= Planet Pimp Records =

Inactive record label

Planet Pimp Records was a 1990s San Francisco-based independent record label that released various bands from the local garage rock scene, as well as comedy and prank records. In 2019 the website Splice Today dubbed Planet Pimp Records "the most insane prank ever to masquerade as a record label."
Plant Pimp Records released mostly vinyl 7" records, but did issue a couple of vinyl 12" albums, a couple of vinyl 12" compilations, and couple of CD albums. Some of the bands on the Planet Pimp roster were: The Mummies, The Trashwomen, The Go-Nuts, Crime, The 5.6.7.8's, The Phantom Surfers, and comedian Neil Hamburger, among others. The first Planet Pimp release, 1991's Fuck You Spaceman! was a 7" mini-compilation featuring The Mummies, The Phantom Surfers, and other artists. The label was owned and represented by Sven-Erik Geddes, who dressed in a chicken costume for promotional photographs as "Baron Von Rooster, Merchandizing Chicken."

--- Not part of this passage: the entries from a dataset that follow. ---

PR #449, opened 2026-09-01
Avoid SQLDescribeCol UTF-16 allocations

saurabh500:
## Description

`SQLGetData` consumers re-describe every column for every row, causing `SQLDescribeColW` to allocate a temporary UTF-16 vector for each cell. Encode column names directly into the caller buffer while preserving UTF-16 code-unit lengths, NUL termination, truncation diagnostics, null-buffer length queries, and surrogate-pair behavior.

Exact workload, seven repetitions:

| Driver | Median | Change vs. parent |
|---|---:|---:|
| Microsoft ODBC 18.6.2.1 | 112.908377 ms | -31.60% |
| PR #418 direct parent (`e929095b`) | 165.063205 ms | baseline |
| This PR (`5abd501d`) | 145.534042 ms | -11.83% |

The optimized build remains 28.90% slower than Microsoft ODBC. The >=5% improvement reproduced in all four confirmation rounds with five repetitions per leg; the median confirmation improvement was 8.70%.

## Related Issues

Depends on #418.

## Checklist

- [x] `cargo bfmt` passes
- [x] `cargo bclippy` passes
- [ ] `cargo btest` passes

Validation used `cargo nextest run -p mssql-odbc --frozen --no-fail-fast` (1,113 passed, 1 skipped). There are no public API changes.

### DIFF
--- a/mssql-odbc-bench/perf-lab/baseline-commit.txt
+++ b/mssql-odbc-bench/perf-lab/baseline-commit.txt
@@ -1,10 +1,9 @@
 # Performance baseline commit for mssql-odbc.
 #
-# The initial pin is the production main commit on which the benchmark harness
-# was introduced. PR #417 changes no production driver sources, so this bootstrap
-# makes the first candidate and baseline production trees identical. Future
+# PR #417's merge commit is the production parent of the optimization diff. This
+# pin builds the merged benchmark-era driver as the comparison baseline. Future
 # advances require a pull request, so every baseline move is reviewed and recorded.
 #
 # Exactly one full 40-character commit SHA on its own line. Lines starting with
 # '#' and blank lines are ignored.
-bc4b2dc80b111c388ac8000b90f1c35290d735a0
+acb3ed1dd22a2f9277cf14636fb847273a7a454c
--- a/mssql-odbc/Cargo.toml
+++ b/mssql-odbc/Cargo.toml
@@ -32,6 +32,7 @@ url = "2"
 # connection silently reuse a stale cached credential built from a different
 # secret.
 sha2 = "0.11.0"
+# `RowWriter` exposes UUID values without first boxing them as `ColumnValues`.
 uuid = "1"
 
 # `ActiveDirectoryInteractive` delegates the sign-in UI to `mssql-auth.dll`
--- a/mssql-odbc/src/api/describe_col.rs
+++ b/mssql-odbc/src/api/describe_col.rs
@@ -17,7 +17,7 @@ use crate::api::odbc_types::{
 use crate::api::sqlstate::{
     ERR_FUNCTION_SEQUENCE, ERR_INVALID_DESCRIPTOR_INDEX, WARN_STRING_TRUNCATION, post_diag,
 };
-use crate::api::util::{copy_with_nul, write_if_some};
+use crate::api::util::{copy_str_utf16_with_nul, write_if_some};
 use crate::error::free_errors;
 use crate::handles::stmt::STMT_STATE_EXEC_CONTEXT;
 use crate::handles::{HandleType, StmtHandle, handle_from_raw};
@@ -137,11 +137,15 @@ fn sql_describe_col_w_safe(
 
     let meta = &stmt_state.column_metadata[(column_number - 1) as usize];
 
-    let name_utf16: Vec<u16> = meta.column_name.encode_utf16().collect();
-    let name_len = SqlSmallInt::try_from(name_utf16.len()).unwrap_or(SqlSmallInt::MAX);
+    let (name_len, truncated) = unsafe {
+        copy_str_utf16_with_nul(
+            column_name,
+            usize::try_from(buffer_length).unwrap_or(0),
+            &meta.column_name,
+        )
+    };
+    let name_len = SqlSmallInt::try_from(name_len).unwrap_or(SqlSmallInt::MAX);
     unsafe { write_if_some(name_length_ptr, name_len) };
-
-    let truncated = unsafe { copy_with_nul(column_name, buffer_length as usize, &name_utf16) };
 
     unsafe { write_if_some(data_type_ptr, odbc_sql_type(meta)) };
     unsafe { write_if_some(column_size_ptr, column_size(meta)) };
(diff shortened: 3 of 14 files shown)


David-Engel (commented):

## Summary

The substantive change in this PR is the single head commit `5abd501d` (the other 13 commits are the now-squash-merged #418 riding along). It replaces the per-call `Vec<u16>` in `SQLDescribeColW` with `copy_str_utf16_with_nul`, which encodes `meta.column_name` straight into the caller's buffer. I walked the old and new paths against each other for all four input shapes and they agree: null `dst` returns the full code-unit count and no truncation; `buf_len == 0` writes nothing and reports truncation when the name is non-empty; otherwise at most `buf_len - 1` code units are copied followed by a NUL, with truncation reported on code units (so a surrogate pair still splits exactly as `copy_with_nul` split it). Truncation diagnostics and `01004`/`SQL_SUCCESS_WITH_INFO` are unchanged. The code itself looks correct.

The gap is merge readiness, not the change: PR validation never ran on this SHA.

## Verification

- `git diff origin/main...HEAD` and `git show 5abd501d` in a dedicated worktree; read `describe_col.rs`, `util.rs`, and the other eight `copy_with_nul` call sites.
- `cargo clippy -p mssql-odbc --all-targets --frozen -- -D warnings` — clean.
- `cargo nextest run -p mssql-odbc --lib -E 'test(copy_str_utf16)'` — 3 passed.
- Mutation check on the new helper: `buf_len.saturating_sub(1)` → `saturating_sub(2)` fails `copy_str_utf16_with_nul_reports_code_unit_truncation`. The off-by-one that matters is guarded.
- Second mutation, to prove the gap in Suggestion 1 rather than assert it: deleting the `if buf_len > 0` guard left 123/123 matching `mssql-odbc` lib tests green.
- Not run: the e2e `describe_col_test.cpp` suite, which is where the `SQLDescribeColW` name copy is actually exercised end to end. No live SQL Server here.

## Blocking

**Branch conflicts with `main`, so validation never ran.** `mergeable_state` is `dirty` and the `mssql-rs Pull request validation` check on `5abd501d` reports `action_required` — *"Skipped due to merge conflicts"*. #418 was squash-merged, so the 13 commits this branch inherited from it now duplicate content that reached `main` under a different SHA, and `main` has moved on (`e1620ace`, `5c412918`, `2d5313cd` all touch `mssql-odbc`). Merge `origin/main` in — merge rather than rebase, per repo preference, so later reviewers can see what changed since their last look — and let validation run. Until it does, the checklist's `cargo bfmt` / `cargo bclippy` boxes are only backed by local runs, and the diff will keep rendering as ~4,450 lines instead of the ~75 you actually wrote.

## Suggestions

**1. `mssql-odbc/src/api/util.rs:109` — the zero-length-buffer case is untested, and it is the one that would be an out-of-bounds write.** The `if buf_len > 0` guard is what stops the NUL from landing at `dst[0]` when the caller passes a non-null `ColumnName` with `BufferLength = 0`. None of the three new tests cover that shape: `copy_str_utf16_with_nul_supports_length_queries` uses a null pointer, so it exits at the `dst.is_null()` early return and never reaches the guard. I deleted the guard and all 123 matching lib tests still passed. The helper `copy_str_utf16_with_nul` replaces for this path, `copy_with_nul`, does have that test (`copy_with_nul(buf.as_mut_ptr(), 0, &src)` at `util.rs:647`), so this is coverage lost in the swap rather than coverage never had. One test restores it:

```rust
#[test]
fn copy_str_utf16_with_nul_zero_len_writes_nothing() {
    let mut buf = [0xFFFF_u16; 2];
    let (len, truncated) = unsafe { copy_str_utf16_with_nul(buf.as_mut_ptr(), 0, "ab") };
    assert_eq!(len, 2);
    assert!(truncated);
    assert_eq!(buf, [0xFFFF, 0xFFFF]); // guard held; nothing was written
}
```

An exact-fit case (`buf_len == encoded_len + 1`, expecting `truncated == false` and the NUL at the last slot) would pin the other boundary cheaply while you are in there.

**2. `mssql-odbc/src/api/describe_col.rs:143` — a real hardening is buried in the refactor and unnamed in the description.** The old line was `copy_with_nul(column_name, buffer_length as usize, &name_utf16)`. `buffer_length` is `SqlSmallInt`, so a negative value sign-extended through `as usize` into a near-`usize::MAX` capacity, and `copy_len = src.len().min(buf_len - 1)` then copied the whole name unconditionally — an unbounded write bounded only by the DM's HY090 check and the `debug_assert!` at `describe_col.rs:116`, neither of which holds in a release build called by a driver-manager-bypassing app. The new `usize::try_from(buffer_length).unwrap_or(0)` folds it to "no room", matching the convention and comment already at `util.rs:213-215`. That is a good change and the right one; it just deserves a line in the PR description, since a memory-safety fix landing inside a perf PR is exactly the kind of thing that gets lost when someone bisects later.

## Nits

**`.github/instructions/pr-workflow.instructions.md:14`** asks for a linked GitHub issue or ADO work item in the description; "Related Issues: Depends on #418" records a dependency, not a work item, and #418 is now merged. If this belongs to the row-decode perf issue tree, linking the sub-issue would also give the timing table in the description a home. The unchecked `cargo btest` box is adequately explained by the `cargo nextest run -p mssql-odbc` note right below it — no action needed there beyond re-checking it once CI runs.

## CI

| Check | Conclusion | Detail |
|---|---|---|
| `mssql-rs Pull request validation` | `action_required` | Skipped due to merge conflicts |
| `license/cla` | `success` | All CLA requirements met |

No coverage report comment is present, which is expected: this PR touches `mssql-odbc/**` and `mssql-tds/**`, so it is not path-excluded — the report simply cannot generate while validation is skipped. It should appear once the conflicts are resolved.

---

This was an unattended run; nothing here has been checked by a human first, and it is a comment, not an approval.

David-Engel (commented):
Superseded — this was a duplicate automated run against the same head commit `5abd501d`. The earlier automated review above already covers the same ground (including the `buf_len == 0` test gap in `copy_str_utf16_with_nul`) in more detail. Please read that one; nothing new here.

PR #455, opened 2026-09-01
Advance ODBC benchmark baseline

saurabh500:
## Description

Advance `mssql-odbc-bench/perf-lab/baseline-commit.txt` to the exact merge commit from [PR #418](https://github.com/microsoft/mssql-rs/pull/418). The baseline now represents the merged, accepted optimized production driver state. Future performance runs will compare new candidates against this accepted state, and later baseline moves still require reviewed pull requests.

Validation:

- Confirmed PR #418 remains merged at `c453af2c95ddc5bb5525634ac0112474e9610378`.
- Confirmed that commit is an ancestor of `origin/main` and resolves as a commit object.
- Confirmed the branch started at current `origin/main`.
- `git diff --check` passes.
- Confirmed the exact changed-file allowlist contains only `mssql-odbc-bench/perf-lab/baseline-commit.txt`.

## Related Issues

https://sqlclientdrivers.visualstudio.com/mssql-rs/_workitems/edit/47608

## Checklist

- [ ] `cargo bfmt` passes — not run; text-only baseline metadata change
- [ ] `cargo bclippy` passes — not run; text-only baseline metadata change
- [ ] `cargo btest` passes — not run; text-only baseline metadata change
- [ ] New/changed functionality has tests — not applicable
- [ ] Public API changes are documented — not applicable

PR #459, opened 2026-09-01
mssql-odbc: shut down the ENV runtime without joining its worker thread

### LINKED ISSUE #445: mssql-odbc: SQLFreeHandle(ENV) can still block indefinitely on a leftover spawn_blocking DNS lookup
### Describe the bug

Discovered during automated re-review of PR #432 (fix for [AB#47704](https://sqlclientdrivers.visualstudio.com/b95cf060-8083-439d-8ef1-405d5bf219d8/_workitems/edit/47704), "Failed invalid-password connection hangs test process during cleanup"). That PR fixes the *reported* symptom — confirmed via live CI logs, `test_connection_timeout_invalid_password` now passes in ~100ms instead of hanging — by switching blocking `std::net::ToSocketAddrs` DNS resolution to `tokio::net::lookup_host` in `mssql-tds`'s connect paths, so a slow/stuck resolver no longer defeats the connect/login timeout.

However, `tokio::net::lookup_host` still runs the actual `getaddrinfo` call via `tokio::task::spawn_blocking` under the hood. Dropping/abandoning the *awaiting* future (e.g. because our outer `timeout()` fired) does **not** cancel the underlying blocking OS thread — it keeps running until `getaddrinfo` itself returns, however long that takes. Tokio is explicit about the cost this imposes at runtime shutdown (`tokio::runtime::Runtime` docs): *"Blocking functions spawned through `Runtime::spawn_blocking` keep running until they return. The thread initiating the shutdown blocks until all spawned work has been stopped."*

`mssql-odbc` owns its Tokio runtime as `Arc<Runtime>` on the `EnvHandle` (`mssql-odbc/src/handles/env.rs`), shared with every child `DbcHandle`, and drops it via plain `Drop` semantics when the environment is freed (`mssql-odbc/src/api/free_handle.rs::free_env`, which just calls `free_handle::<EnvHandle>(handle)` — no custom `Drop` impl, no `shutdown_timeout`/`shutdown_background` call anywhere in `mssql-odbc/src/handles`).

So: if a connect attempt's DNS resolution is genuinely wedged (not just slow — e.g. a resolver that never replies and isn't itself bounded by any OS-level timeout) when the caller times out and moves on to free all DBCs and then the environment, `SQLFreeHandle(ENV)` — the "cleanup" phase named in the original bug title — can still block indefinitely on that leftover `spawn_blocking` thread. The connect attempt itself now correctly fails within its configured timeout (PR #432's fix), but process-level cleanup is not unconditionally guaranteed to be prompt in this specific edge case.

### Steps to reproduce

Not reproduced with a live repro (would need a resolver that hangs forever without its own OS-level timeout, which is hard to construct portably). This is a code-level finding, not an empirically observed hang.

1. Start a `SQLDriverConnectW` connect attempt against a host whose DNS resolution never returns (simulated resolver hang, no OS-level timeout).
2. Let the connect/login timeout fire — the connect attempt correctly fails with a timeout error.
3. Free all DBCs, then free the ENV (`SQLFreeHandle(SQL_HANDLE_ENV, ...)`), dropping the last `Arc<Runtime>` reference.
4. Expected: `SQLFreeHandle(ENV)` returns promptly.
5. Actual (predicted from Tokio's documented `spawn_blocking`/shutdown semantics): `SQLFreeHandle(ENV)` blocks until the leftover `getaddrinfo` call on the blocking-pool thread eventually returns (or never, if it's truly wedged).

### Expected behavior

Freeing the ODBC environment should be bounded even if a prior connect attempt left a `spawn_blocking` DNS lookup running in the background.

### Actual behavior

Environment teardown relies on `Runtime`'s default `Drop`, which blocks the calling thread until all outstanding `spawn_blocking` work completes, with no timeout.

### Suggested direction

At `EnvHandle` teardown (`free_env` in `mssql-odbc/src/api/free_handle.rs`), use `Runtime::shutdown_timeout(Duration)` instead of relying on plain `Drop`, so teardown is bounded even if a blocking-pool thread is still stuck. This likely needs `Arc::try_unwrap` (or equivalent) to get an owned `Runtime` before calling `shutdown_timeout`, since the runtime is currently shared via `Arc<Runtime>` across all child `DbcHandle`s — `shutdown_timeout` takes `self` by value. The existing `debug_assert!` in `free_env` already expects all child DBCs to be freed first, so the `Arc` refcount should be 1 by then in the normal (non-debug-assert-violating) path.

### Version

Commit af805bbb (PR #432 head at time of discovery), main branch otherwise unmodified.

### Affected crate

mssql-odbc

### Additional context

- Not a regression from PR #432 — the plain-`Drop`-based teardown predates it. PR #432 makes the DNS step cancellable/yielding (fixing the reported connect-time hang) but doesn't change how leftover `spawn_blocking` work is handled at shutdown, since that's a different layer (`mssql-odbc`'s runtime ownership, not `mssql-tds`'s connect logic).
- Related but distinct from #439 (a different, previously-masked query-execution hang also found while validating PR #432).

David-Engel:
## Description

`EnvHandle` owns a shared Tokio multi-thread runtime (one background worker thread) used by every DBC allocated under that ENV. `SQLFreeHandle(SQL_HANDLE_ENV)` can run long after the OS has already force-terminated background threads — e.g. a caller that loads this driver directly instead of through the ODBC Driver Manager may defer the free to a C++ static destructor that only runs at `DLL_PROCESS_DETACH`, by which point Windows has already killed every thread but the one tearing the process down. The default `Runtime` drop unconditionally joins its worker thread, which panics ("threads should not terminate unexpectedly") if that thread no longer exists. This is exactly what mssql-python observes: a panic printed at process teardown when the driver is loaded directly, never when driven through the Driver Manager.

**Fix:** introduce a `SharedRuntime(ManuallyDrop<Runtime>)` newtype in `handles::env` that owns the teardown policy, and change `EnvHandle.runtime` to `Arc<SharedRuntime>`. `SharedRuntime::drop` takes the runtime by value and calls `shutdown_background()`, which detaches the worker thread instead of joining it, so it is safe no matter when the last handle is released relative to OS thread teardown. `SharedRuntime` derefs to `Runtime`, so call sites are unchanged apart from types.

Putting the teardown on the shared value rather than on `EnvHandle::drop` is the important part. An earlier iteration of this fix ran `shutdown_background()` from `impl Drop for EnvHandle` via `Arc::try_unwrap`, which only works when the ENV holds the sole reference. `free_env` only `debug_assert!`s that `connections.is_empty()`, so in a release build a non-conformant caller that frees the ENV while a DBC is still alive makes `try_unwrap` fail, silently skips `shutdown_background()`, and later drops the runtime through the DBC's `Arc` on the default joining path — the exact teardown [AB#47509](https://sqlclientdrivers.visualstudio.com/b95cf060-8083-439d-8ef1-405d5bf219d8/_workitems/edit/47509) panics on. That path is reachable, not theoretical: a local repro showed the straggler `Arc` release blocking for 5.0006575s on the joining path. With the newtype, whichever owner happens to be last always detaches.

Deliberately did not switch the runtime to `new_current_thread()` — the ENV runtime is shared across DBCs that may run on different app threads concurrently, and that would risk a real concurrency regression for a cosmetic-panic fix.

Removing the `Option` also removed the `.expect("ENV runtime already shut down")` that `alloc_dbc` needed in order to unwrap it, which was a panic on a production FFI path and against this crate's panic-free rule.

### Why this also closes #445

`Runtime`'s default drop joins **blocking** tasks specifically — spawned async tasks are dropped at shutdown either way — so the entire behavioural delta of `shutdown_background()` is "stop waiting on in-flight `spawn_blocking` work." That work is:

- `tokio::net::lookup_host`'s `getaddrinfo`, in `mssql-tds` (`ssrp.rs`, `network_transport.rs`, `parallel_connect.rs`)
- the named-pipe connect in `mssql-tds`'s `named_pipes.rs`
- Entra interactive sign-in in this crate, `auth/interactive.rs:144` — the longest of the three, since `msqa::acquire_token` pumps a Win32 message loop for the full duration of a human sign-in

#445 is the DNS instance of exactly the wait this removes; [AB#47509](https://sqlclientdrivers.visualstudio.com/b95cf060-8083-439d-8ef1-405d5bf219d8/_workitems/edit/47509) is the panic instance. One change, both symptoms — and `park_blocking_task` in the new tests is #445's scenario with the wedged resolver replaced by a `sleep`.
PR #1102, opened 2020-09-29
Remove functionality to show TEI relationships outside program

turban:
Partly reverts changes from #993 (2. Show TEI relationships outside program)

This functionality was made as a change just before 2.35 soft freeze and not well tested, partly because of limited demo data. 
The code has bugs: https://jira.dhis2.org/browse/DHIS2-9634

It is safer to remove the support for TEI relationships outside program than to fix it just before a major release, as the implementation is quite complex. 

Most of the functionality is kept in code, so it can be enabled again at a later stage.


amcgee (approved):
Code change LGTM 👍

PR #1109, opened 2020-10-05
feat: replace Material UI with @dhis2/ui (DHIS2-9699)

turban:
Fixes: https://jira.dhis2.org/browse/DHIS2-9699


package.json
```diff
@@ -93,6 +92,11 @@
         "url-polyfill": "^1.1.10",
         "whatwg-fetch": "^3.4.0"
     },
+    "peerDependencies": {
+        "react": "^16.13.1",
+        "react-dom": "^16.13.1",
+        "styled-jsx": "^3.3.0"
+    },
```
amcgee, line 99: I don't think these should be peerDependencies, since this is the top-level app.  There may be some straggling documentation somewhere which suggests using peerDeps, but regular dependencies work fine!

amcgee (commented):
Sorry for the premature review, just saw this as I was looking around!  Glad the prop-types build issue was resolved :-)

package.json
turban: Read it here: https://ui.dhis2.nu/#/getting-started
Will fix!

PR #1139, opened 2020-10-12
chore: switch to material ui to @dhis2/ui for download map dialog (DHIS2-9699)

turban:

This PR includes the setup for @dhis2/ui and CSS Modules, and replaces Material UI components in the download map dialog. 

The default test environment is used for Jest (not node), as @dhis2/ui requires access to more DOM features. 

With this PR the download map dialog looks like this: 

Screenshot 2020-10-12 at 15 12 37

Before this PR: 

Screenshot 2020-10-12 at 13 24 57


cooper-joe (approved):
LGTM!

src/components/download/DownloadDialog.js
```diff
@@ -78,29 +64,34 @@ export class DownloadDialog extends Component {
...
-                </DialogTitle>
-                <DialogContent className={classes.content}>
+            <Modal
+                open={showDialog}
+                position="middle"
+                small
+                onClose={this.onClose}
+            >
+                <ModalTitle>{i18n.t('Download map')}</ModalTitle>
+                <ModalContent className={styles.modalContent}>
```
edoardo, line 74: I'm unsure about this way of customising styles.
See: https://ui.dhis2.nu/#/advanced-usage

src/components/download/LegendPosition.js
```diff
@@ -10,64 +10,18 @@ export const legendPositions = [
...
-        <div className={classes.label}>{i18n.t('Legend position')}</div>
+export const LegendPosition = ({ position, onChange }) => (
+    <div className={styles.root}>
+        <div className={styles.label}>{i18n.t('Legend position')}</div>
         {legendPositions.map(pos => (
             <div
                 key={pos}
-                className={`${classes.position} ${
-                    pos === position ? classes.selected : ''
+                className={`${styles.position} ${
```
edoardo, line 19: Here you can use `cx` for composing the class names, it's a bit cleaner and we used it around.

src/components/download/DownloadDialog.js
turban: Fixed by adding class names to a div rather than the UI element.

src/components/download/LegendPosition.js
turban: Switched to cx - thanks for the advice!

src/components/download/DownloadDialog.js
```diff
@@ -78,57 +64,64 @@ export class DownloadDialog extends Component {
...
-                    </Button>
-                    {isSupported && (
-                        <Button
-                            variant="contained"
-                            color="primary"
-                            onClick={this.onDownload}
-                        >
-                            {i18n.t('Download')}
+            <Modal
+                open={showDialog}
```
martinkrulltott, line 68: I don't think `Modal` has an `open` prop, usually we use conditional rendering instead

src/components/download/DownloadDialog.js
```diff
@@ -78,57 +64,64 @@ export class DownloadDialog extends Component {
...
+                position="middle"
+                small
+                onClose={this.onClose}
+            >
+                <ModalTitle>{i18n.t('Download map')}</ModalTitle>
+                <ModalContent>
+                    <div className={styles.modalContent}>
+                        {isSupported ? (
+                            <Fragment>
```
martinkrulltott, line 77: Consider using the `<>` [shorthand](https://reactjs.org/docs/fragments.html#short-syntax) instead

src/components/download/LegendPosition.js
```diff
@@ -10,64 +11,18 @@ export const legendPositions = [
...
-        right: 8,
-    },
-});
-
-export const LegendPosition = ({ position, onChange, classes }) => (
-    <div className={classes.root}>
-        <div className={classes.label}>{i18n.t('Legend position')}</div>
+export const LegendPosition = ({ position, onChange }) => (
+    <div className={styles.root}>
+        <div className={styles.label}>{i18n.t('Legend position')}</div>
```
martinkrulltott, line 16: From a HTML semantics perspective I'd consider using something else than a `div` to wrap the label

src/components/download/__tests__/LegendPosition.spec.js
```diff
@@ -3,17 +3,10 @@ import { shallow } from 'enzyme';
...
-        topright: 'topright-class',
-        bottomright: 'bottomright-class',
-        selected: 'selected-class',
-    };
-
     const renderComponent = props =>
         shallow(
             <LegendPosition
-                classes={classes}
+                // classes={classes}
```
martinkrulltott, line 9: Should be deleted 👍

martinkrulltott (approved):
Looks great. Just a few tiny comments, nothing critical 👍 🥇  Happy to approve as is.

src/components/download/DownloadDialog.js
turban: I'm getting errors in my testes if I use the shorthand (seems like I need to upgrade til Babel 7, which will happen when we move to the app platform).

edoardo (approved):

src/components/download/LegendPosition.js
turban: Switched to <label> element https://html.spec.whatwg.org/multipage/forms.html#the-label-element

src/components/download/DownloadDialog.js
turban: Fixed.

src/components/download/__tests__/LegendPosition.spec.js
turban: Fixed.

PR #1146, opened 2020-10-13
chore: switch to material ui to @dhis2/ui for org unit dialog (DHIS2-9699)

turban:

This PR replaces Material UI components and styles in the org unit dialog (right click an org unit and select "Show information"). The table from @dhis2/ui is used to show infrastructural data. 

After this PR: 

Screenshot 2020-10-13 at 22 00 17

Before this PR:

Screenshot 2020-10-13 at 22 00 26

### DIFF
--- a/src/components/orgunits/OrgUnitDialog.js
+++ b/src/components/orgunits/OrgUnitDialog.js
@@ -7,16 +7,10 @@ import {
     ModalTitle,
     ModalContent,
     ModalActions,
-    Table,
-    TableHead,
-    TableRowHead,
-    TableCellHead,
-    TableBody,
-    TableRow,
-    TableCell,
     Button,
 } from '@dhis2/ui';
 import PeriodSelect from '../periods/PeriodSelect';
+import OrgUnitDialogTable from './OrgUnitDialogTable';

Planet Pimp Records was notable for helping to launch the career of comedian Neil Hamburger (Greg Turkington), some of whose earliest recordings as the Neil Hamburger character were issued as 7" singles on the label. Apart from music and comedy, Planet Pimp released three novelty field recording 7" singles under the imprimatur of a fake organization called The Golding Institute: Sounds of the American Fast Food Restaurants (1996), Sounds of the San Francisco Adult Bookstores (1998), and Sounds of the International Airport Restrooms (1998). The "Sounds of" releases were masterminded by Turkington, with assistance from Geddes.

Planet Pimp was also notable for releasing early recordings from Japanese all-girl garage rock bands such as The 5.6.7.8's and The Pebbles. The label also released the vinyl LP soundtrack to the Meredith Lucas (Mike Lucas) film, Blood Orgy of the Leather Girls.

Planet Pimp Records' last release was issued in 1998. On March 7, 2025, the New Jersey radio station WFMU paid homage to Planet Pimp Records on The Hour of Crap program with Don-O.